(Items from a data source)

------------------------------

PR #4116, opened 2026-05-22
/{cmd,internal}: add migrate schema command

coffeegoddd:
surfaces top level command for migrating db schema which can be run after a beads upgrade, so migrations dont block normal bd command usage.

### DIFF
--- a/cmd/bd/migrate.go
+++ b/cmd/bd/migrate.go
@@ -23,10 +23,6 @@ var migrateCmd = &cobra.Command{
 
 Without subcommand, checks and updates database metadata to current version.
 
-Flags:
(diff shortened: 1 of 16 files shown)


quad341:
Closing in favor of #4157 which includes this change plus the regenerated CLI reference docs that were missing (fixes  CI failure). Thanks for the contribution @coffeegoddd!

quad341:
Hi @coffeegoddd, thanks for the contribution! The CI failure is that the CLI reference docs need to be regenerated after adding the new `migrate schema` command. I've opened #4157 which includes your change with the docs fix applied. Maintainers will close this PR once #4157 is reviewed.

------------------------------

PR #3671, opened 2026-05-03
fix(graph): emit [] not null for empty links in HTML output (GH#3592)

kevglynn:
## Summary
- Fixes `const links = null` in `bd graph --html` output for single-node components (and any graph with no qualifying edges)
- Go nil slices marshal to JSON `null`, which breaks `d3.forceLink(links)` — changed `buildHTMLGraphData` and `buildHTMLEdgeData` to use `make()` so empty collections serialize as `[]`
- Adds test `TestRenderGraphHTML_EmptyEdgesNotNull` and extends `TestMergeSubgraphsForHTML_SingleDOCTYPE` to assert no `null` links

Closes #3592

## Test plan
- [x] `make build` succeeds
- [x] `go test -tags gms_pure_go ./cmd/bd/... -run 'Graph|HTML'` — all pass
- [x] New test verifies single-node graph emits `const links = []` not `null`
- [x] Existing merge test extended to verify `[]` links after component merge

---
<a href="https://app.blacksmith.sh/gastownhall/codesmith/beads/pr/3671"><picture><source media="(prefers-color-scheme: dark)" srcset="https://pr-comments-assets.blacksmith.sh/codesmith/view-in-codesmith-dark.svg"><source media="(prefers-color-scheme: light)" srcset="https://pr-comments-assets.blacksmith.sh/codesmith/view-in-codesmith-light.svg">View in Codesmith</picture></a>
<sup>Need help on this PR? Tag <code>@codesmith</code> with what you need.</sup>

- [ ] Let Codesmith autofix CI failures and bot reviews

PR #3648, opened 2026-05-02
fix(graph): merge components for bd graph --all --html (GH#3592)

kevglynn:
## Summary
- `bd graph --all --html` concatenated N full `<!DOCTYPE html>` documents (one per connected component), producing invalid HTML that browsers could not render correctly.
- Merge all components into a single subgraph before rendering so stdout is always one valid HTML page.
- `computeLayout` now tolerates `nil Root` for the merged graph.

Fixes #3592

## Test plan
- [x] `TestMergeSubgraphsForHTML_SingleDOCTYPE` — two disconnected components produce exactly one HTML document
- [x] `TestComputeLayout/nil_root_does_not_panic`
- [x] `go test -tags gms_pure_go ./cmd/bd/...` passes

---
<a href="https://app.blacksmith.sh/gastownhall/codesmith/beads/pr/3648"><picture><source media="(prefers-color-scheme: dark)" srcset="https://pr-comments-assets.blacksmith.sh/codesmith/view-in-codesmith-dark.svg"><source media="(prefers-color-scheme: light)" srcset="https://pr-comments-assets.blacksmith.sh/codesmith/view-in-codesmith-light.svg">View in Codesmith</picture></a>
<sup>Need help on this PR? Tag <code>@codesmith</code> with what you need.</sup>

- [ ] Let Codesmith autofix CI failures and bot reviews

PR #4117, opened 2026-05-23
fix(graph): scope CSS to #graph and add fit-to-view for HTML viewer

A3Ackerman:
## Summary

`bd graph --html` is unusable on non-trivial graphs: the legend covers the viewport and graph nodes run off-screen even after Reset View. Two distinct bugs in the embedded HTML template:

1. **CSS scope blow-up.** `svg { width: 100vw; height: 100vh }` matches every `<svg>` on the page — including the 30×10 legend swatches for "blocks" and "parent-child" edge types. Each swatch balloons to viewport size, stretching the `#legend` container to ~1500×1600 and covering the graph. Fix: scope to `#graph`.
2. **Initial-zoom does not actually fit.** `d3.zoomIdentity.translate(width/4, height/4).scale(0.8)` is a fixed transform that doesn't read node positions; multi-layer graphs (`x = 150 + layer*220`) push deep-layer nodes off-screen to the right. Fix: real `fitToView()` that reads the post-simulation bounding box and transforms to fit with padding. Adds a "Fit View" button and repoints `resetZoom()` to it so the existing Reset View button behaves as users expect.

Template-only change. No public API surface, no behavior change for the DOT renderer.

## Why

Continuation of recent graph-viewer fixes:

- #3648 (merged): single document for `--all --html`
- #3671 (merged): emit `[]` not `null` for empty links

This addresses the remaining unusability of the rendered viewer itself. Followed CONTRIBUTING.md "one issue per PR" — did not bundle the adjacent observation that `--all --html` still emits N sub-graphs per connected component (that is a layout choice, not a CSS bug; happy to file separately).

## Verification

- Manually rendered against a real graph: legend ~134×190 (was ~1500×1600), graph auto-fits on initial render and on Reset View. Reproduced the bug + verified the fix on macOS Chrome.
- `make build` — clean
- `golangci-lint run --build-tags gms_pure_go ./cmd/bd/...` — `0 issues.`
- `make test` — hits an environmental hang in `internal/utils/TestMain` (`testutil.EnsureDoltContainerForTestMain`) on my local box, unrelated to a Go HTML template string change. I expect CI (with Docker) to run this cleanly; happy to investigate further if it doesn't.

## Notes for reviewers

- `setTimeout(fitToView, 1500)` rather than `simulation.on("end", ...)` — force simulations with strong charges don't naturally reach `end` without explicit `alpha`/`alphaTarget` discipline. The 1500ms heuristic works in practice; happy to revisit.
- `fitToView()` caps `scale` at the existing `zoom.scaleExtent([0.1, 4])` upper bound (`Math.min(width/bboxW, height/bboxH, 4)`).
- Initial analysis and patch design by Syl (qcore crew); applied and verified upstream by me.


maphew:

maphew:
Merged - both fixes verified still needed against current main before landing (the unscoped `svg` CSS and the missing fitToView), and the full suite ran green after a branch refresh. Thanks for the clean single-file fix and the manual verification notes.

------------------------------

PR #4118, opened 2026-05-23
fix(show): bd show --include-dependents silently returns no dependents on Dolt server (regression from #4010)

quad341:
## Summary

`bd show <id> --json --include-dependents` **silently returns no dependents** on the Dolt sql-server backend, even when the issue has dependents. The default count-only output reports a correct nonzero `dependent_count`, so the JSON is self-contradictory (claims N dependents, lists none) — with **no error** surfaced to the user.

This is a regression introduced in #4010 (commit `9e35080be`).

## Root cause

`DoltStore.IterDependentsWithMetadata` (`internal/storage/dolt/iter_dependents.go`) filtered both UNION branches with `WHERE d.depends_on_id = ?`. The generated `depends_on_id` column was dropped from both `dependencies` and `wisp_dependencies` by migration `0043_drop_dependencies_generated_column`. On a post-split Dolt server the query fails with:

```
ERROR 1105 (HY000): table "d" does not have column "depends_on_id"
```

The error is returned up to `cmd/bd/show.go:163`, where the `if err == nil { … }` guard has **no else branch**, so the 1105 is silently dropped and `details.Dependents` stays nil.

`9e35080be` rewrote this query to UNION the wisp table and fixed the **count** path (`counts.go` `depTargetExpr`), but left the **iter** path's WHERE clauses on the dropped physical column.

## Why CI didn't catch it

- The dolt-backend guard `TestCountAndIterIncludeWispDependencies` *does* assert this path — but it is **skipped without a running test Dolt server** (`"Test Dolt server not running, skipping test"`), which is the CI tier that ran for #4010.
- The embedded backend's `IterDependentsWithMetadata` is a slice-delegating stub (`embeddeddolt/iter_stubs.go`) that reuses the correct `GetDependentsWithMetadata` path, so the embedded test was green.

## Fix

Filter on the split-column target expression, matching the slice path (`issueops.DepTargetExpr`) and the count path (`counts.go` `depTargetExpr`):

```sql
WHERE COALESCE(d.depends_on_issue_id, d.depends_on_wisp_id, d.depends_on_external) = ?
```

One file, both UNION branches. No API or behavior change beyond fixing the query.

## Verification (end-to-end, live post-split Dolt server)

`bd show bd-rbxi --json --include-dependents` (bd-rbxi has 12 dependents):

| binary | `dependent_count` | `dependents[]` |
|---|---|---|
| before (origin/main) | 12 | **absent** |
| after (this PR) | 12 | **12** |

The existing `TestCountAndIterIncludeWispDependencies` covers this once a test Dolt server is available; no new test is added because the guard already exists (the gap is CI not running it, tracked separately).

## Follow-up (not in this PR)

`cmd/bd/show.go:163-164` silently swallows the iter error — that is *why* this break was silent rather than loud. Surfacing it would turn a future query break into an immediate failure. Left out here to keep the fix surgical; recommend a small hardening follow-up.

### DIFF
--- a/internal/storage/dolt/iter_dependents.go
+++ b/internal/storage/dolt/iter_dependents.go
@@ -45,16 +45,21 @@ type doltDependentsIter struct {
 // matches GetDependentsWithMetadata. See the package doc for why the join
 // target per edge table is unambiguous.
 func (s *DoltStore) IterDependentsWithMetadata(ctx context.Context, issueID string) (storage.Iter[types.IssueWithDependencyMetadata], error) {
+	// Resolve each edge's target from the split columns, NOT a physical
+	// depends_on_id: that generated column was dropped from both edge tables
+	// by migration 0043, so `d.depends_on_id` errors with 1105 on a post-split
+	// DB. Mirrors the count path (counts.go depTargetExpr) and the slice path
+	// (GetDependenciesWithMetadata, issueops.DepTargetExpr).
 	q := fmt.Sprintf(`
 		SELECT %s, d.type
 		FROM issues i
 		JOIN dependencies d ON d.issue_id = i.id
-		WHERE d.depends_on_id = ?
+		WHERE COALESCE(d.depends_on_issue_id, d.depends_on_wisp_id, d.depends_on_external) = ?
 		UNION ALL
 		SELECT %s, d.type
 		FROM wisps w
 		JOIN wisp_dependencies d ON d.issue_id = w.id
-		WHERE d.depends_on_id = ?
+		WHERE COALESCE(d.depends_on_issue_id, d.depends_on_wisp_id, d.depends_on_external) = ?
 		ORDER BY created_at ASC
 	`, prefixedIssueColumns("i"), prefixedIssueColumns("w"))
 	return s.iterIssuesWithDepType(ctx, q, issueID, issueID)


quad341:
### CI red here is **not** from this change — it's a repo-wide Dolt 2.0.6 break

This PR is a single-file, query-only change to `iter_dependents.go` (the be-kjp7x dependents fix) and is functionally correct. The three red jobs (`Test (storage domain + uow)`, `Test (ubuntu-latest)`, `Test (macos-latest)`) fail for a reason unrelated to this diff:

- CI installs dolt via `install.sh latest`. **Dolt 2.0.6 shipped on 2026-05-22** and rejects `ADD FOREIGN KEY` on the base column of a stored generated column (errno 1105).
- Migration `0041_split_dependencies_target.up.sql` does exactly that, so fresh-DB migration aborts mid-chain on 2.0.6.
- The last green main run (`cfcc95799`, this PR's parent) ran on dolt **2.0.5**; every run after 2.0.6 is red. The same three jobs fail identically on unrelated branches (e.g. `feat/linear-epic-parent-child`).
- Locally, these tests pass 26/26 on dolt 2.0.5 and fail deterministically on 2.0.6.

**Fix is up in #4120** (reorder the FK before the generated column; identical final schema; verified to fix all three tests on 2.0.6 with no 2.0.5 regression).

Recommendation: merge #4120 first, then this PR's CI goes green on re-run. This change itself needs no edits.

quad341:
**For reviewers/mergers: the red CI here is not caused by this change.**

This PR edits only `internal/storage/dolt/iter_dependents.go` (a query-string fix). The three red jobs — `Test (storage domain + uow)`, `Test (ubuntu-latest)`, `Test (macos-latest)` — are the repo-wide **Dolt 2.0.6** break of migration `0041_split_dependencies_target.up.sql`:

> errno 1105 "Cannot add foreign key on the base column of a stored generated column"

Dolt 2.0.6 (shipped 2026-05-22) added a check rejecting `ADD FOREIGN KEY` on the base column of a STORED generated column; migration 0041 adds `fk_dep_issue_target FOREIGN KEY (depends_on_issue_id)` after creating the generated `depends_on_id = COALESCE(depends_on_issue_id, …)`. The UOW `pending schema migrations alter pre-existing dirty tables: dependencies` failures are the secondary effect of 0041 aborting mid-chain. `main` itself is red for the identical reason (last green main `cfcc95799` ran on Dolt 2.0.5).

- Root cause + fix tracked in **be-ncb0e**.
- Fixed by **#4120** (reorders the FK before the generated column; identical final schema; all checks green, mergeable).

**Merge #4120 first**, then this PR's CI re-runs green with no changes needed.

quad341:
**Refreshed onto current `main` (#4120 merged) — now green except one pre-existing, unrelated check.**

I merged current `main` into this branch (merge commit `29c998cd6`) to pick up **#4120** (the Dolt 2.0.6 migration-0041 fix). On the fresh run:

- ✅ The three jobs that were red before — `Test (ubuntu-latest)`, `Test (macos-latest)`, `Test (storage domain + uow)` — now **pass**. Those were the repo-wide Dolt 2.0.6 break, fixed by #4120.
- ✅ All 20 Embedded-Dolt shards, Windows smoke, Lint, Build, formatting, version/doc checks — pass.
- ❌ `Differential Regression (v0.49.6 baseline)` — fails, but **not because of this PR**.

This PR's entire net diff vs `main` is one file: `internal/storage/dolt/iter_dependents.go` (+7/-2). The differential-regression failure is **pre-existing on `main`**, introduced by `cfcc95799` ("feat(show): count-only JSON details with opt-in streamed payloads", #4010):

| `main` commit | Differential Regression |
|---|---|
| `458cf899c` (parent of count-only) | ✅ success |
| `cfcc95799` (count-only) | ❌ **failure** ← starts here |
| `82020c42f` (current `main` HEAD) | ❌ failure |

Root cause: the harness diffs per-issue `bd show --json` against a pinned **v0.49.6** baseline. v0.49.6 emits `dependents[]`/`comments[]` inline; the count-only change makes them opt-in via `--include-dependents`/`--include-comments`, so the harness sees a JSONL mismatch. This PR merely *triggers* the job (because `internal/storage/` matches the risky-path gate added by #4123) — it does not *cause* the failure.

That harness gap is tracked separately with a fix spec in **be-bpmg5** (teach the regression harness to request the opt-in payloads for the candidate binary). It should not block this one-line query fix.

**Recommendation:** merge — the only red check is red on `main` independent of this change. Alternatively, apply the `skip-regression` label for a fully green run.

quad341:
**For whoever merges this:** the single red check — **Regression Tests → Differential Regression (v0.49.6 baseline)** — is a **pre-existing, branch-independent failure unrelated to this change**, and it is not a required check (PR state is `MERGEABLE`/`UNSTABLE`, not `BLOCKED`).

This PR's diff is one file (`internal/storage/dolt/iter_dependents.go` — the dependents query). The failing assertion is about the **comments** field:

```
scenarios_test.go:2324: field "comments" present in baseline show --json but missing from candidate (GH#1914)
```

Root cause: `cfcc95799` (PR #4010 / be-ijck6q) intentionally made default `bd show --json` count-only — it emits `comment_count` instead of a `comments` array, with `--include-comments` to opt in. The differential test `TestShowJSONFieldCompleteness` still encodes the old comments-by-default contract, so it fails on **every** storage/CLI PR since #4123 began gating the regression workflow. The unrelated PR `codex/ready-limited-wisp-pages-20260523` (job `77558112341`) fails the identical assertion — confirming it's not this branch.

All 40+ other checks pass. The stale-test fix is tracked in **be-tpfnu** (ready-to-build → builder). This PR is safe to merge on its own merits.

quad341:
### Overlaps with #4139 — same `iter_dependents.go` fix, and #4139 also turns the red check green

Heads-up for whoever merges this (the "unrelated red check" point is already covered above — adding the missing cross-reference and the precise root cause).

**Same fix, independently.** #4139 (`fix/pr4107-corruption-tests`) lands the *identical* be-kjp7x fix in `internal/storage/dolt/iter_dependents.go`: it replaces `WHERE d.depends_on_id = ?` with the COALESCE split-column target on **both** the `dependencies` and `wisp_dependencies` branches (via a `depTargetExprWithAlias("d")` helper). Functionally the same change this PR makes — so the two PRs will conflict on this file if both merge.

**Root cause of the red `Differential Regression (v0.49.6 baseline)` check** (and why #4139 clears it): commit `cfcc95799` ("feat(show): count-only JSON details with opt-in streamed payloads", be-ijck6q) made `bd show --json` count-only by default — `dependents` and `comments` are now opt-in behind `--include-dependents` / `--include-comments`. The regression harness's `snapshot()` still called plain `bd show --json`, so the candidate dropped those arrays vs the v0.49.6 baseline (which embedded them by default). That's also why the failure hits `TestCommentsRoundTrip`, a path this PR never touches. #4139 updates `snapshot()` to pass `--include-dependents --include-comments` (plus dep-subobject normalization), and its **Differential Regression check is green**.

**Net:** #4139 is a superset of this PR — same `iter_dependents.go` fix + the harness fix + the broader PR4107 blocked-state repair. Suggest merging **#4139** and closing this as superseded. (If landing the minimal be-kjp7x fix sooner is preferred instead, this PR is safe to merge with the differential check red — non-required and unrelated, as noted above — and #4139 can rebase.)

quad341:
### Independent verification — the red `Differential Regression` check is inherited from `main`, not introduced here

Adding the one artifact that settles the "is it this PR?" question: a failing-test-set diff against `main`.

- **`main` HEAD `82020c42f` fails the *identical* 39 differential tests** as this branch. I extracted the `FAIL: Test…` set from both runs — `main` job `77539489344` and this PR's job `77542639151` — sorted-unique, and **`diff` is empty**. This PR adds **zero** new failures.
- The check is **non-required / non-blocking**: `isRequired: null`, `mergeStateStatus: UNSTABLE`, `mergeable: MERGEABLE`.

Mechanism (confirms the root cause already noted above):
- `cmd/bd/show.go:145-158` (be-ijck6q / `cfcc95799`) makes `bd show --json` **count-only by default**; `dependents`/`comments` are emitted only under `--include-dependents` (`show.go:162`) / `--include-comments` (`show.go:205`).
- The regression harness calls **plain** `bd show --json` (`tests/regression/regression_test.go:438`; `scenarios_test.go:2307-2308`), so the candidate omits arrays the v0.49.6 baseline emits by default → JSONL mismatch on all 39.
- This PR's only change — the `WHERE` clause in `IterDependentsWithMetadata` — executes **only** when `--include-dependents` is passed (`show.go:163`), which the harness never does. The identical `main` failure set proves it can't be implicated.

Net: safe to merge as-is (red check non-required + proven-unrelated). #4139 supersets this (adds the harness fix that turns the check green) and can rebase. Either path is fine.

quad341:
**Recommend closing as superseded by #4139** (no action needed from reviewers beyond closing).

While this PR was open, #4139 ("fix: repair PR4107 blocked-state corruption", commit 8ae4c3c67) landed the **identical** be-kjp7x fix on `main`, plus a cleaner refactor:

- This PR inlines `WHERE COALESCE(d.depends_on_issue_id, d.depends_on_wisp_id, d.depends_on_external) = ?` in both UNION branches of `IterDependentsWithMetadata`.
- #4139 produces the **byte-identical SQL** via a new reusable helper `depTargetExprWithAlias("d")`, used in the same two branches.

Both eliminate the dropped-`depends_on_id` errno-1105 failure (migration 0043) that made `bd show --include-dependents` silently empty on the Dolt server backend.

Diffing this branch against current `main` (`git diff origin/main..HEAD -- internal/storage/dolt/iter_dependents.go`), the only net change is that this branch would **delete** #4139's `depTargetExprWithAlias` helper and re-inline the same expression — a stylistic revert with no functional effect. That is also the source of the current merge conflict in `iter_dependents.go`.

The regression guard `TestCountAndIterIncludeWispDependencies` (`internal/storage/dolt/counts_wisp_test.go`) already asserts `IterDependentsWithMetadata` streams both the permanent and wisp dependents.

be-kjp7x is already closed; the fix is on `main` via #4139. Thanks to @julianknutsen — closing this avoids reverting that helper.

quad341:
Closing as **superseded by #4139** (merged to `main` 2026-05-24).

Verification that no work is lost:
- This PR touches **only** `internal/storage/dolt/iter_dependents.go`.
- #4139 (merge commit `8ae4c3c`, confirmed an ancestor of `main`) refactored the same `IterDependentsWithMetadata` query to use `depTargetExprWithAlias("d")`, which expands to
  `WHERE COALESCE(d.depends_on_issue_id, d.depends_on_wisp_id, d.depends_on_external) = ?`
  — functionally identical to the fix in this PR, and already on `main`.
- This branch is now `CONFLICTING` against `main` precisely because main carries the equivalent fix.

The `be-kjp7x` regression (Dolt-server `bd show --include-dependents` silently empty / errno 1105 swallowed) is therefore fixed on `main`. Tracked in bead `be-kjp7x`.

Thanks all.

------------------------------

> What you should do:
What you return should be exactly the lines above, starting at the one with "no changes needed." and ending at the one with "- ✅ The three", and nothing else.

> Task output:
**Merge #4120 first**, then this PR's CI re-runs green with no changes needed.

quad341:
**Refreshed onto current `main` (#4120 merged) — now green except one pre-existing, unrelated check.**

I merged current `main` into this branch (merge commit `29c998cd6`) to pick up **#4120** (the Dolt 2.0.6 migration-0041 fix). On the fresh run:

- ✅ The three jobs that were red before — `Test (ubuntu-latest)`, `Test (macos-latest)`, `Test (storage domain + uow)` — now **pass**. Those were the repo-wide Dolt 2.0.6 break, fixed by #4120.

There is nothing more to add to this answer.